Russian President Vladimir Putin may be hinting he has found a way to stay in power. Today during his annual year-end press conference the Russian leader declared the Russian Constitution could be changed, possibly allowing him to hold a third term, although his intention was not completely clear.
“What might be done in relation to these presidential terms is to remove the ‘consecutive’ clause (in the Russian Constitution concerning the presidential terms of office),” Putin told the customary year-end news conference in Moscow on Thursday. “Yours truly spent two terms in office and then I left and had the constitutional right to take the presidential reigns again, because it was not two terms in a row,” he recalled, reported Russian state news agency TASS.
Putin remarked that this wording made “some political scientists and public figures feel certain confusion.”
Under the Russian Constitution, “the same person cannot take post of Russia’s president for more than two consecutive terms.”

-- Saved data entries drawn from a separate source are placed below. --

PR #833, opened 2025-06-19
Add plugin API endpoint support for WildDuck

taxilian:
I'm building a MCP (model context protocol) server for wildduck to allow using an LLM to interact with email accounts; to do that I need to be able to register APIs, thus the PR =]

### DIFF
--- a/api.js
+++ b/api.js
@@ -14,17 +14,15 @@ const ImapNotifier = require('./lib/imap-notifier');
 const db = require('./lib/db');
 const certs = require('./lib/certs');
 const tools = require('./lib/tools');
-const consts = require('./lib/consts');
 const plugins = require('./lib/plugins');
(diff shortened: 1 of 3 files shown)


taxilian:
I ended up expanding this a bit, since a plugin may need to handle authentication differently. I wanted to still be able to use token authentication if needed, though. My endpoint needs to put the token in the URL, since there isn't another good way to do it and that's saved privately. I'm open to counter suggestions

andris9:
While I like that you moved authentication logic into a separate file, this still seems like a huge security risk if /plugin/ paths do not require authentication and operate in the root role in the same context as the regular API. I think you should consider doing this in a separate layer, for example, build a proxy server that passes regular API calls to WildDuck API, but for your plugins, does something else.

PR #844, opened 2025-07-25
fix: fixed on store handler to return `modified` in callback

titanism:
this is a core bug fix, please merge @andris9 @NickOvt 

also added some tests


NickOvt:
Am I missing something or is this already done here: https://github.com/zone-eu/wildduck/pull/844/files#diff-5f6d226ed7f9244b43134d16587a2851f4161d595df5f963bbec2565fb340a1fR138-R140
?
That is, I do not see a point in explicitly adding the arguments, besides for readibility improvements

titanism:
you're totally right 🤦

PR #845, opened 2025-07-30
ZMS-247: implement domain cache to store all used domains of users

NickOvt:


lib/api/addresses.js
```diff
@@ -532,6 +532,7 @@ module.exports = (db, server, userHandler, settingsHandler) => {
             // insert alias address to email address registry
             try {
                 r = await db.users.collection('addresses').insertOne(addressData);
+                db.database.collection('domaincache').insertOne({ domain: addressData.address.split('@')[1] });
```
andris9, line 535: No `await` and no `catch()` handler for the Promise? This would be an uncaught exception if it fails

andris9 (changes requested):

andris9 (approved):

PR #864, opened 2025-09-08
ZMS-264: Add feature to check password with PwnedPassword API on User Login

NickOvt:


lib/user-handler.js
```diff
@@ -432,6 +432,59 @@ class UserHandler {
             return [false, false];
         }
 
+        let isPasswordPwned = false;
+
+        if (config.pwned && config.pwned.enabled && config.pwned.type && config.pwned.type !== 'none') {
+            try {
+                isPasswordPwned = this.checkPwnedPasswordForUser(password);
```
andris9, line 439: checkPwnedPasswordForUser ias async, so this always evaluates to true.

lib/user-handler.js
```diff
@@ -1002,13 +1059,19 @@ class UserHandler {
...
                     user: userData._id,
                     username: userData.username,
                     scope: requiredScope,
                     asp: asp._id.toString(),
                     require2fa: false // application scope never requires 2FA
-                });
+                };
+
+                if (isPasswordPwned) {
+                    authResponse.passwordPwned = isPasswordPwned;
```
andris9, line 1071: Should this also be added to the authentication response schema? https://docs.wildduck.email/docs/wildduck-api/authenticate#responses

lib/tools.js
```diff
@@ -597,6 +598,88 @@ function buildCertChain(cert, ca) {
...
+        return shasum.digest('hex');
+    }
+
+    function get(hashedPasswordPrefix) {
+        const opts = {
+            timeout: API_TIMEOUT
+        };
+
+        return new Promise((resolve, reject) => {
+            const req = https
```
andris9, line 620: Why not use the already included pwndpasswords library? https://github.com/zone-eu/wildduck/blob/d8577623b9fc7749d511ad5df6d8ecd4bc3b4e26/lib/api/users.js#L14

andris9 (changes requested):

lib/user-handler.js
```diff
@@ -432,6 +432,59 @@ class UserHandler {
             return [false, false];
         }
 
+        let isPasswordPwned = false;
+
+        if (config.pwned && config.pwned.enabled && config.pwned.type && config.pwned.type !== 'none') {
+            try {
+                isPasswordPwned = await this.checkPwnedPasswordForUser(password);
```
andris9, line 439: If the user has not changed their password, then there is no need to re-check every time they log in. So instead of caching the result in Redis, store the result in the user object in Mongo the first time, and reset the result when account password is changed. IMAP client can create hundreds of logins in a short period of time and there is no need to check the pwned password every time it happens. Also no point in temporary caching, if the password never changes.

andris9 (changes requested):

lib/user-handler.js
louis-lau: New leaks do get added from time to time, though. If you only ever check once after a password changed, it makes no sense at all to check this on login, there would be no point. The only reason to check on login is because a new leak has happened, otherwise you can just check when setting the password initially.

andris9: well, yeah, that's also valid point 🤔 the issue is, that during last 24 hours we had 9 626 141 successful authentications (and this was a regular day), so even with cashing this would be huge number of haveibeenpwnd requests

NickOvt:
@andris9 @louis-lau 
Made some changes to the PR.
Now the API url is configurable so that own service can be used instead of the publci pwnedpasswords api. That is a localhost can be used or anything else using the PwnedPasswordsDownloader.
Removed redis cache as every user will have the password checked once in two weeks. Redis could save some requests to the API by filtering similar passwords, but passwords may be universally distributed as well.

andris9 (approved):

PR #881, opened 2025-10-02
ZMS-275: search-apply allow to delete found messages

NickOvt:


lib/tasks/search-apply.js
```diff
@@ -18,8 +18,11 @@ let run = async (task, data, options) => {
     const user = new ObjectId(data.user);
 
     const action = data.action || {};
+    let updateAction = false;
+
     if (action.moveTo) {
         action.moveTo = new ObjectId(action.moveTo);
+        updateAction = 'move';
```
andris9, line 25: Fix handling when `moveTo` targets the same folder. Currently, if `moveTo` matches the message's current mailbox, the entire action is skipped, discarding any flag updates (`seen`, `flagged`). Instead, treat this as an `update` action and apply the flag changes.

andris9 (changes requested):

PR #935, opened 2025-12-09
ZMSA-47: dkim legacy decipher fixes

NickOvt:
use createDecipheriv instead of deprecated createDecipher, implement openssl evpBytesToKey


andris9 (commented):
The implementation seems correct but would like to see a unit test with a verified legacy encrypted value (generated using an older Node.js version) that is handled the same way using the proposed solution.

NickOvt:
@andris9 added unit tests

PR #4428, opened 2018-07-20
Abyssal Sire Stun Countdown

### LINKED ISSUE #4132: Add 30sec Abyssal Sire Stun Countdown to bosstimers
If you hit a Shadow barrage spell on the Abyssal Sire you he is stunned for 30 seconds, i'd just like to have a boss timer on that.

every shadow spell on the ancient spell book has an increased chance on stunning him, Rush 25% /Burst 50% /Blitz 75% /Barrage 100%, If he gets hit for any damage with the Shadow Barrage spell he is stunned, others are just RNG. 

When he is stunned, he is always stunned for 30 seconds.

pettenge:
Add Abyssal Sire stun countdown to Timers plugin. Closes #4132.

### DIFF
--- a/runelite-client/src/main/java/net/runelite/client/plugins/timers/TimersPlugin.java
+++ b/runelite-client/src/main/java/net/runelite/client/plugins/timers/TimersPlugin.java
@@ -27,7 +27,6 @@ package net.runelite.client.plugins.timers;
 import com.google.common.eventbus.Subscribe;
 import com.google.inject.Provides;
 import java.awt.image.BufferedImage;
-import java.util.Arrays;
 import javax.inject.Inject;
 import net.runelite.api.Actor;
 import net.runelite.api.AnimationID;
@@ -102,15 +101,12 @@ public class TimersPlugin extends Plugin
 {
 	private static final int ABYSSAL_SIRE_STUNNED_NPC_ID = NpcID.ABYSSAL_SIRE_5887;
 
-	private static final int[] ABYSSAL_SIRE_NOT_STUNNED_NPC_IDS = new int[]
-	{
-		NpcID.ABYSSAL_SIRE,
-		NpcID.ABYSSAL_SIRE_5888,
-		NpcID.ABYSSAL_SIRE_5889,
-		NpcID.ABYSSAL_SIRE_5890,
-		NpcID.ABYSSAL_SIRE_5891,
-		NpcID.ABYSSAL_SIRE_5908
-	};
+	private static final int ABYSSAL_SIRE_NOT_STUNNED_NPC_ID_1 = NpcID.ABYSSAL_SIRE;
+	private static final int ABYSSAL_SIRE_NOT_STUNNED_NPC_ID_2 = NpcID.ABYSSAL_SIRE_5888;
+	private static final int ABYSSAL_SIRE_NOT_STUNNED_NPC_ID_3 = NpcID.ABYSSAL_SIRE_5889;
+	private static final int ABYSSAL_SIRE_NOT_STUNNED_NPC_ID_4 = NpcID.ABYSSAL_SIRE_5890;
+	private static final int ABYSSAL_SIRE_NOT_STUNNED_NPC_ID_5 = NpcID.ABYSSAL_SIRE_5891;
+	private static final int ABYSSAL_SIRE_NOT_STUNNED_NPC_ID_6 = NpcID.ABYSSAL_SIRE_5908;
 
 	private int lastRaidVarb;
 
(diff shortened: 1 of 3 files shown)


runelite-client/src/main/java/net/runelite/client/plugins/timers/TimersPlugin.java
```diff
@@ -464,17 +469,32 @@ public void onAnimationChanged(AnimationChanged event)
 	{
 		Actor actor = event.getActor();
 
-		if (actor != client.getLocalPlayer())
-		{
-			return;
-		}
-
 		if (config.showVengeanceOther()
+			&& actor == client.getLocalPlayer()
```
Nightfirecat: Revert the guard clause change, and move the sire check above the guard clause

runelite-client/src/main/java/net/runelite/client/plugins/timers/TimersPlugin.java
```diff
@@ -464,17 +469,32 @@ public void onAnimationChanged(AnimationChanged event)
...
 		{
 			createGameTimer(VENGEANCEOTHER);
 		}
+
+		String actorName = actor.getName();
+
+		if (config.showAbyssalSireStun()
+			&& actor instanceof NPC
+			&& actorName != null
+			&& actorName.equals("Abyssal Sire"))
```
Nightfirecat: Remove the `actorName` assignment and null check, and change this check to `"Abyssal Sire".equals(actor.getName())`

runelite-client/src/main/java/net/runelite/client/plugins/timers/TimersPlugin.java
```diff
@@ -94,12 +95,16 @@
...
-	tags = {"combat", "items", "magic", "potions", "prayer", "overlay"}
+	tags = {"combat", "items", "magic", "potions", "prayer", "overlay", "abyssal", "sire"}
 )
 public class TimersPlugin extends Plugin
 {
+	private static final int ABYSSAL_SIRE_STUNNED_NPC_ID = NpcID.ABYSSAL_SIRE_5887;
+
 	private int lastRaidVarb;
 
+	private boolean abyssalSireStunTimerShown;
```
Nightfirecat: This variable seems useless; it is only set within the same method that checks it--just default to removing the stun timer if the changed NPC doesn't match the stunned sire ID.

runelite-client/src/main/java/net/runelite/client/plugins/timers/TimersPlugin.java
```diff
@@ -464,17 +469,32 @@ public void onAnimationChanged(AnimationChanged event)
...
+			&& actor instanceof NPC
+			&& actorName != null
+			&& actorName.equals("Abyssal Sire"))
+		{
+			if (((NPC)actor).getId() == ABYSSAL_SIRE_STUNNED_NPC_ID)
+			{
+				createGameTimer(ABYSSAL_SIRE_STUN);
+				abyssalSireStunTimerShown = true;
+			}
+			else if (abyssalSireStunTimerShown)
```
Nightfirecat: As mentioned in the comment on the variable, just do `else { ...`

runelite-client/src/main/java/net/runelite/client/plugins/timers/TimersPlugin.java
```diff
@@ -464,6 +467,20 @@ public void onAnimationChanged(AnimationChanged event)
 	{
 		Actor actor = event.getActor();
 
+		if (config.showAbyssalSireStun()
```
deathbeam: You should move this block after the actor != localPlayer

runelite-client/src/main/java/net/runelite/client/plugins/timers/TimersPlugin.java
```diff
@@ -464,6 +467,20 @@ public void onAnimationChanged(AnimationChanged event)
...
+			&& actor instanceof NPC
+			&& "Abyssal Sire".equals(actor.getName()))
```
deathbeam: Use NpcID instead of strings

Nightfirecat: Agreed, now that I think about it, there's no real need to call `removeGameTimer` for this.

runelite-client/src/main/java/net/runelite/client/plugins/timers/TimersPlugin.java
Nightfirecat: If it was moved there, it wouldn't ever work.

deathbeam: oh, right true, oops

runelite-client/src/main/java/net/runelite/client/plugins/timers/TimersPlugin.java
pettenge: I'm calling removeGameTimer for the case when the Sire exits the stun phase and leaves the throne.

runelite-client/src/main/java/net/runelite/client/plugins/timers/TimersPlugin.java
```diff
@@ -464,6 +478,21 @@ public void onAnimationChanged(AnimationChanged event)
...
+		if (config.showAbyssalSireStun()
+			&& actor instanceof NPC)
+		{
+			final int npcId = ((NPC)actor).getId();
+
+			if (npcId == ABYSSAL_SIRE_STUNNED_NPC_ID)
+			{
+				createGameTimer(ABYSSAL_SIRE_STUN);
+			}
+			else if (Arrays.stream(ABYSSAL_SIRE_NOT_STUNNED_NPC_IDS).anyMatch(id -> id == npcId))
```
deathbeam: Just use list and use contains? But I would just do || checks here

runelite-client/src/main/java/net/runelite/client/plugins/timers/TimersPlugin.java
```diff
@@ -94,10 +95,19 @@
 @PluginDescriptor(
 	name = "Timers",
 	description = "Show various timers in an infobox",
-	tags = {"combat", "items", "magic", "potions", "prayer", "overlay"}
+	tags = {"combat", "items", "magic", "potions", "prayer", "overlay", "abyssal", "sire"}
 )
 public class TimersPlugin extends Plugin
 {
+	private static final int ABYSSAL_SIRE_STUNNED_NPC_ID = NpcID.ABYSSAL_SIRE_5887;
```
deathbeam: Just use the NpcID class directly no need to store the IDs as constants here

pettenge: I was trying to make it more readable since NpcID doesn't explicitly say which state the id represents.

deathbeam: Comment is enough, the constants were not very helpful as well.

deathbeam:
Also, thinking about this again, shouldn't this be in NPC spawned instead of animation changed? Not sure how sire works

pettenge:
The spawned/despawned events don't get raised when the Sire's id changes. I found that the animation change event is raised whenever the npc id changes (but an animation change does not necessarily mean the npc id changed). The alternative was to check the npc id on every tick, which isn't very efficient.

deathbeam:
I see. That is weird, but alright

PR #4429, opened 2018-07-20
Add support for RS movable widgets

deathbeam:
Add support for RS movable widgets

Add support for adding RS widgets to RuneLite overlay system and make
them moveable with persisted positions during restarts.

Depends on #3820 for widget ids

Preview:
peek 2018-07-21 00-00


Adam-:
`worldToMiniMap` would need to be adjusted to account for this.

Political pundits immediately jumped on the comments as evidence Putin had found a way to stay in office beyond his current term, which is against the Russian Constitution as it is written.
“The striving to have a maximally balanced and stable political system in the transition period is indeed reasonable and logical,” Anna Fedorova, vice president of the Open New Democracy Fund stressed, adding however that such a period had not yet begun. “I see no reasons to say that we are doomed to enter a zone of political turbulence,” she noted, wrote TASS.